##### MATERIAL PROVIDED #####

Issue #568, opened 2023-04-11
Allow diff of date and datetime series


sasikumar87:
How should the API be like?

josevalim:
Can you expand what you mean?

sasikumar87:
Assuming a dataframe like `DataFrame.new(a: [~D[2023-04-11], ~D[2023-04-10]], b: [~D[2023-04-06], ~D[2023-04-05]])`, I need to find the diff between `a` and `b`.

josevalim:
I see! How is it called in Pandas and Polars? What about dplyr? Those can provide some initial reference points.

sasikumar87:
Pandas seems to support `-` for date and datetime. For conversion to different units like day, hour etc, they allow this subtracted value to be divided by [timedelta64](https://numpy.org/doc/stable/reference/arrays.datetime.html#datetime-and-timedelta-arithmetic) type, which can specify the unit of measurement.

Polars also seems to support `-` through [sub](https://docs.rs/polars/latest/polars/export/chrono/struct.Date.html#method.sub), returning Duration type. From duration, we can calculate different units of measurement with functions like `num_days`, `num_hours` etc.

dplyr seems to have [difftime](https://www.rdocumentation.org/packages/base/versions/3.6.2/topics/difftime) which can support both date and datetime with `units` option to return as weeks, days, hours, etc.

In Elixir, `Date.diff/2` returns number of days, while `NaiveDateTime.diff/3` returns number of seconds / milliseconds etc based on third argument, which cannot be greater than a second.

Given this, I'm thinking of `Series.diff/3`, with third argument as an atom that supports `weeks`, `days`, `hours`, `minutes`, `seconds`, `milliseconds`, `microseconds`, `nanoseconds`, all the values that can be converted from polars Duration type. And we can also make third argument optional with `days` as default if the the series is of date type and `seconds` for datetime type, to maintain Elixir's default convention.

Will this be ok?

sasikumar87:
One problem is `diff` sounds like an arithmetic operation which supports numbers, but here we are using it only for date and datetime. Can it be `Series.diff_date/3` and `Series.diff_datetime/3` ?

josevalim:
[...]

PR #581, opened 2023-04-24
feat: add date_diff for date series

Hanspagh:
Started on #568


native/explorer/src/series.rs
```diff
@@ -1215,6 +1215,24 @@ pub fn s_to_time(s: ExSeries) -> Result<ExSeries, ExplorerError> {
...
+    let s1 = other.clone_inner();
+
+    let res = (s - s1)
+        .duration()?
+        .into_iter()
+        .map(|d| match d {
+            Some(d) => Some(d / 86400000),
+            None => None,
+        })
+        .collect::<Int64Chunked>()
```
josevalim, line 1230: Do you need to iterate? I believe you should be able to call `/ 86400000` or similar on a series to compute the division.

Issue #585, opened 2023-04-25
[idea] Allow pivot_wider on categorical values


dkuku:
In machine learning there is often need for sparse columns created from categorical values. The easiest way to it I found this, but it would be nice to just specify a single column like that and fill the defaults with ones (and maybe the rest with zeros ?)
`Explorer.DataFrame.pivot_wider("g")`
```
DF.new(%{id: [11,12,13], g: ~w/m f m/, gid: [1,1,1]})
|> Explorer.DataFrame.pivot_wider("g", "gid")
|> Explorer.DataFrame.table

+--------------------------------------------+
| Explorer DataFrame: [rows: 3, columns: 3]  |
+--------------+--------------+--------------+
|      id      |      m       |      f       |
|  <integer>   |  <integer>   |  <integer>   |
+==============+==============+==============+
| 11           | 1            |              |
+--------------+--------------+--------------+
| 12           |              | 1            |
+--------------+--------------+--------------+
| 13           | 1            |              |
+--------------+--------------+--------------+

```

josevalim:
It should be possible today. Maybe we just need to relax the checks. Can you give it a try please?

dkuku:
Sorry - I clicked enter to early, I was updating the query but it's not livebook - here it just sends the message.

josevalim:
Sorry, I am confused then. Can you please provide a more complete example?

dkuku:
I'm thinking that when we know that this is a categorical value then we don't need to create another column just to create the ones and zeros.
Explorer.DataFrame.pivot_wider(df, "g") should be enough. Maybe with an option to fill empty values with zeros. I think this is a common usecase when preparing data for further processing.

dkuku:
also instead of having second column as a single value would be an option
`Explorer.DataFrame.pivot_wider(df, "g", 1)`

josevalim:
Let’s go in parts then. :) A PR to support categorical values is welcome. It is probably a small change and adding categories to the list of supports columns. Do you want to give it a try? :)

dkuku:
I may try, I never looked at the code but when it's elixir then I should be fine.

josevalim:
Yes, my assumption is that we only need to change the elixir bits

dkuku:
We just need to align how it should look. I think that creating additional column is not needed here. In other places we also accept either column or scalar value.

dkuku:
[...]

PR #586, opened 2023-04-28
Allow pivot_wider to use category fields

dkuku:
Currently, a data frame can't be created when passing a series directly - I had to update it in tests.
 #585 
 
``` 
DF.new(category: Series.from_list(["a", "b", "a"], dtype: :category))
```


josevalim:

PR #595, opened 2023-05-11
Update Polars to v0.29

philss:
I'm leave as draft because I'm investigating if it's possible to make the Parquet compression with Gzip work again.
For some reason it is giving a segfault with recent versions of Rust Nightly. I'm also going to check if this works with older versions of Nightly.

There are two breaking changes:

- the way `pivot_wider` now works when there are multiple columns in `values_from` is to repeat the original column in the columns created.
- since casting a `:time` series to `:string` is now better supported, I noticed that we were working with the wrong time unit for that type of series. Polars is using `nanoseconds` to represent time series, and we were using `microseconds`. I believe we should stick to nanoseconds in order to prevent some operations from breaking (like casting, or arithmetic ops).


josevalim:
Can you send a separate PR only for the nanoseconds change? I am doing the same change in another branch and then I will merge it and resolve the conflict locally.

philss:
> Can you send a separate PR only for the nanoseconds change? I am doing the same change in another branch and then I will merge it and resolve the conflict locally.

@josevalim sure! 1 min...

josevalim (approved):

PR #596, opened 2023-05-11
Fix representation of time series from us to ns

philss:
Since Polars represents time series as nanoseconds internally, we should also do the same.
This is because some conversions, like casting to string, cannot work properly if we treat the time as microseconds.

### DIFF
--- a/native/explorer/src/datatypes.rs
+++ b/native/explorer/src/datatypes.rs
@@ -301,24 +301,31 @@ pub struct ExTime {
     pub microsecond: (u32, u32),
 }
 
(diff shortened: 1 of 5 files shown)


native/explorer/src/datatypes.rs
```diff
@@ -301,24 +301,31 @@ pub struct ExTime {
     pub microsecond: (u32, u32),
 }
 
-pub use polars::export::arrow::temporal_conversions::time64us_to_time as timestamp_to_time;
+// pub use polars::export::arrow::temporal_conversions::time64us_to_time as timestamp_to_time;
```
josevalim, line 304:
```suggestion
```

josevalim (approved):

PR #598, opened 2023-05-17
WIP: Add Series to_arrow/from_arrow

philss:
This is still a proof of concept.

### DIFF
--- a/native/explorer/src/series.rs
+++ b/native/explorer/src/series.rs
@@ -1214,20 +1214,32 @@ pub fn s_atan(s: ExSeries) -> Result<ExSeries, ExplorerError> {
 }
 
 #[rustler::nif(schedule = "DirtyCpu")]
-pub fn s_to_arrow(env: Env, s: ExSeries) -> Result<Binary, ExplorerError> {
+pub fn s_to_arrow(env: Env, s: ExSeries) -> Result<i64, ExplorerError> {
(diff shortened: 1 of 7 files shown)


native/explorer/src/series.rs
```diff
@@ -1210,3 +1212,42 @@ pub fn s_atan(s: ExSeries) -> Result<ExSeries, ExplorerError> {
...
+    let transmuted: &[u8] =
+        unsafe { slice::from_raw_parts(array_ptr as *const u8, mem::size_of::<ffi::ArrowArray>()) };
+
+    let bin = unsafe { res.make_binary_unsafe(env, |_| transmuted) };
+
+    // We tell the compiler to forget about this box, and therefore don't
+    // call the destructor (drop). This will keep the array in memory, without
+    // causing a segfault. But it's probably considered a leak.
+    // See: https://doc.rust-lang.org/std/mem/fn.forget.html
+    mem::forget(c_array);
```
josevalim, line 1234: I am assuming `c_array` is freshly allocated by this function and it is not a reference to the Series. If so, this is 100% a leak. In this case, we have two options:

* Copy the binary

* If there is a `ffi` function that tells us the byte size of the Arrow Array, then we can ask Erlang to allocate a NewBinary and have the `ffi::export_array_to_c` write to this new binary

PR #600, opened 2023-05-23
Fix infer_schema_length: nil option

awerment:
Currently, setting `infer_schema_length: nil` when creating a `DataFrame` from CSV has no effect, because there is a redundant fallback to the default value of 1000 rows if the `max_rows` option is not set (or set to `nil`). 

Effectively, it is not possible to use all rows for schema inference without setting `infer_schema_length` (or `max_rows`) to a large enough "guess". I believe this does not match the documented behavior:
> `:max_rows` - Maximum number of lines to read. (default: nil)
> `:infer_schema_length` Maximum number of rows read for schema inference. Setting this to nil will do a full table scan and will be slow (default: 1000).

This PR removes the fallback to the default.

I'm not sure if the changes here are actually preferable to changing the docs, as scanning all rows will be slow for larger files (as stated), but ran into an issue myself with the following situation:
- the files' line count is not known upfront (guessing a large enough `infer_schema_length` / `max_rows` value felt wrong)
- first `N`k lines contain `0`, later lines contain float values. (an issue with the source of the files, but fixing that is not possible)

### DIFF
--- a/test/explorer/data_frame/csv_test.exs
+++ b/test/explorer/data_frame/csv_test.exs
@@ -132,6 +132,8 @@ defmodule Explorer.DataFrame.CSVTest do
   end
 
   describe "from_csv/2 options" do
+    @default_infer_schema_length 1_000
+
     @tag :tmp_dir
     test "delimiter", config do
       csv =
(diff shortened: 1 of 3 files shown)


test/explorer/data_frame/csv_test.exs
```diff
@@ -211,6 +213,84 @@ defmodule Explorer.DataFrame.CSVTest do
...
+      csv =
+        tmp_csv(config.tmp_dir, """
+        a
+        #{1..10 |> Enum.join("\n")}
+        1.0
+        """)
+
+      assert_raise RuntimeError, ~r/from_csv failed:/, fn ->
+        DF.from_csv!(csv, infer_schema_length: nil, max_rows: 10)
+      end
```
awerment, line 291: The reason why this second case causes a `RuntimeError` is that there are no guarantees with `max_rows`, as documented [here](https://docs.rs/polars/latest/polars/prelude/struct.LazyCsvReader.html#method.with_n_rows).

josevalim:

#####

[EXERCISE DIRECTIONS]
State how many lines of the listing include "opened", and nothing more.

[EXERCISE RESPONSE]
8